### Task statement
Below are lines of data; restate word for word those running from the line containing "PR #103, opened 2018-07-17" to the line containing "PS this has been thoroughly tested!", inclusive, and no others.
Data for review Start Marker
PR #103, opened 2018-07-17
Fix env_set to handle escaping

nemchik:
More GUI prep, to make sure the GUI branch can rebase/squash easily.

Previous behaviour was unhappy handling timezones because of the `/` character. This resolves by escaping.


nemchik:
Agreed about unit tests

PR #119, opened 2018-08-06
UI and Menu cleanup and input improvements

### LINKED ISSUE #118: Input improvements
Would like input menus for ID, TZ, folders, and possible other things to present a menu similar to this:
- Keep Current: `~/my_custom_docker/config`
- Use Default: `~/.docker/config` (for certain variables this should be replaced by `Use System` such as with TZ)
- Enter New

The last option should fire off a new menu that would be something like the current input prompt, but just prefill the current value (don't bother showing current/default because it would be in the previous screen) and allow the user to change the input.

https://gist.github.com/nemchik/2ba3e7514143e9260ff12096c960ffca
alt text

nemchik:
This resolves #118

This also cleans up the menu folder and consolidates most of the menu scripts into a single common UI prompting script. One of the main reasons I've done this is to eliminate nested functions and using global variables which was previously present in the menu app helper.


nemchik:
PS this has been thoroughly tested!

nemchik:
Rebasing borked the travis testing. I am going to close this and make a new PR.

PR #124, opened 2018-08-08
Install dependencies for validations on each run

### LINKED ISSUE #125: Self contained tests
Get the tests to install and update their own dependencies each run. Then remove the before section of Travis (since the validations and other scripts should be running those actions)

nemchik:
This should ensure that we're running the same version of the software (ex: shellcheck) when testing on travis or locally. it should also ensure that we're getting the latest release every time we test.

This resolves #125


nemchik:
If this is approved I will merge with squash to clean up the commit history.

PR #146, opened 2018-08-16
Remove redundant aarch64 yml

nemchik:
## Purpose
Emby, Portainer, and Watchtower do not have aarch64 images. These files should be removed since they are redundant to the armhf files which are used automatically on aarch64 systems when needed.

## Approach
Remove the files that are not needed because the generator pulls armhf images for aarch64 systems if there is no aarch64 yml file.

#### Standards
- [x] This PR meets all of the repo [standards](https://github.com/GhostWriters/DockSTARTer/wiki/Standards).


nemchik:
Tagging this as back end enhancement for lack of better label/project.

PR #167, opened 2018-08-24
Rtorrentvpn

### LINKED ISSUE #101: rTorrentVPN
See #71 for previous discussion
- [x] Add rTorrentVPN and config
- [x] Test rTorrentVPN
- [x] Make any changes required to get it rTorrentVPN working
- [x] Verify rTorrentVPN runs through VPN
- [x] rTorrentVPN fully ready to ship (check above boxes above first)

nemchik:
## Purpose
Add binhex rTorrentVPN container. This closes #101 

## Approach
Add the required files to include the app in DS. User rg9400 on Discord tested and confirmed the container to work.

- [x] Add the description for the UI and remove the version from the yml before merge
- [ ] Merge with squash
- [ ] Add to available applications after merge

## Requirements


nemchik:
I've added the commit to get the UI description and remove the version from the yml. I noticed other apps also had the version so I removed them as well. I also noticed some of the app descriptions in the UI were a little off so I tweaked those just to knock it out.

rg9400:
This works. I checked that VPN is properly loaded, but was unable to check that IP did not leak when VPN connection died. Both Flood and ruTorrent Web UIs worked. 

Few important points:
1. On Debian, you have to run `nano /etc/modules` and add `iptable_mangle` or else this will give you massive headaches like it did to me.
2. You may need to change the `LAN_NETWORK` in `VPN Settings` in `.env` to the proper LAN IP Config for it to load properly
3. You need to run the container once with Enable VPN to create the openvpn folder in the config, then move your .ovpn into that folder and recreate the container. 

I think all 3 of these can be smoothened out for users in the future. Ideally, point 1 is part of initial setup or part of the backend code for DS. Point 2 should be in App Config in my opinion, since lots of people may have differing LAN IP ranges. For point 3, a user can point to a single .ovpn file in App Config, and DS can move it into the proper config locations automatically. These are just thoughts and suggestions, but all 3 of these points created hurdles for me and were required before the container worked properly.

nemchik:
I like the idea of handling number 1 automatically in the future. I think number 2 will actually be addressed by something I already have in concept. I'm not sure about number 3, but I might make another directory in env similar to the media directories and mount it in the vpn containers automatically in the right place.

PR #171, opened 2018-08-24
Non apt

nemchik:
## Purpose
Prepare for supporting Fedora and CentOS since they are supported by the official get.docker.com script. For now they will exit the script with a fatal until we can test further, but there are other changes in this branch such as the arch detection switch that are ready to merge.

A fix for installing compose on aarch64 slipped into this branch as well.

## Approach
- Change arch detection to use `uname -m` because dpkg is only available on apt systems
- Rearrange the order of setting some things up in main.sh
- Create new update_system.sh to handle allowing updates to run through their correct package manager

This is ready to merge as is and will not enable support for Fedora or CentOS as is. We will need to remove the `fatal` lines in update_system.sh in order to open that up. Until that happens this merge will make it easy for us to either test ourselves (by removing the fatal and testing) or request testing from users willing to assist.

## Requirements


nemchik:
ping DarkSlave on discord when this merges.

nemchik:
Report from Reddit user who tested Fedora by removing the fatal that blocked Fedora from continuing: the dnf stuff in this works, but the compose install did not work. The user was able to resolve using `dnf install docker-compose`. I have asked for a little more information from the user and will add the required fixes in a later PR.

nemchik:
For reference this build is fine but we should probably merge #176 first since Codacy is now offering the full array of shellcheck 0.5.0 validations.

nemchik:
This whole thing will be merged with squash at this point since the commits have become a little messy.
Data for review End Marker
Data for review Start Marker
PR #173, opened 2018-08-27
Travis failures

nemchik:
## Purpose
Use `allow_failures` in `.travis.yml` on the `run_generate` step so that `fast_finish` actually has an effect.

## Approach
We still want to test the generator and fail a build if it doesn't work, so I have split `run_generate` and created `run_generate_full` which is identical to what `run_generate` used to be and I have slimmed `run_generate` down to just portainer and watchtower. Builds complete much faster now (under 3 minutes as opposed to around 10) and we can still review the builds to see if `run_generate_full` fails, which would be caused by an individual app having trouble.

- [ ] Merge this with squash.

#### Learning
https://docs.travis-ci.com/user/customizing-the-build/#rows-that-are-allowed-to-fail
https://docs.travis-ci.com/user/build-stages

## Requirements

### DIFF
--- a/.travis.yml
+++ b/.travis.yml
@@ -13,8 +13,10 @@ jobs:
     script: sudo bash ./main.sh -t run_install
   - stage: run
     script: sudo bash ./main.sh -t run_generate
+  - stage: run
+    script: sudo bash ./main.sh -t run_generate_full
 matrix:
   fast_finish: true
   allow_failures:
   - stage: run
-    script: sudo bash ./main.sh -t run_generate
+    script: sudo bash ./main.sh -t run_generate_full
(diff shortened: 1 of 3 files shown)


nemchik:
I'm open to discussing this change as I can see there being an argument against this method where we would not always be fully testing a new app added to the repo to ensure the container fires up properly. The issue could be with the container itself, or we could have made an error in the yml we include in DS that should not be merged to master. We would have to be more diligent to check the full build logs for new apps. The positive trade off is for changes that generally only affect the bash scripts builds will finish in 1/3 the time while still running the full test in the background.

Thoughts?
Data for review End Marker
Data for review Start Marker
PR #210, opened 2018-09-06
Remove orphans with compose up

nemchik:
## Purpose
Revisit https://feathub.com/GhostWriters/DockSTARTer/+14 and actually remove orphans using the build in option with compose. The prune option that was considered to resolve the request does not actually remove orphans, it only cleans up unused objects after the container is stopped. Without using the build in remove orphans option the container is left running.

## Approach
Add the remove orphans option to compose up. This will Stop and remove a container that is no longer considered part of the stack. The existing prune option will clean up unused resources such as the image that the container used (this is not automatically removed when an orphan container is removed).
Data for review End Marker
### Response area
PR #103, opened 2018-07-17
Fix env_set to handle escaping

nemchik:
More GUI prep, to make sure the GUI branch can rebase/squash easily.

Previous behaviour was unhappy handling timezones because of the `/` character. This resolves by escaping.


nemchik:
Agreed about unit tests

PR #119, opened 2018-08-06
UI and Menu cleanup and input improvements

### LINKED ISSUE #118: Input improvements
Would like input menus for ID, TZ, folders, and possible other things to present a menu similar to this:
- Keep Current: `~/my_custom_docker/config`
- Use Default: `~/.docker/config` (for certain variables this should be replaced by `Use System` such as with TZ)
- Enter New

The last option should fire off a new menu that would be something like the current input prompt, but just prefill the current value (don't bother showing current/default because it would be in the previous screen) and allow the user to change the input.

https://gist.github.com/nemchik/2ba3e7514143e9260ff12096c960ffca
alt text

nemchik:
This resolves #118

This also cleans up the menu folder and consolidates most of the menu scripts into a single common UI prompting script. One of the main reasons I've done this is to eliminate nested functions and using global variables which was previously present in the menu app helper.


nemchik:
PS this has been thoroughly tested!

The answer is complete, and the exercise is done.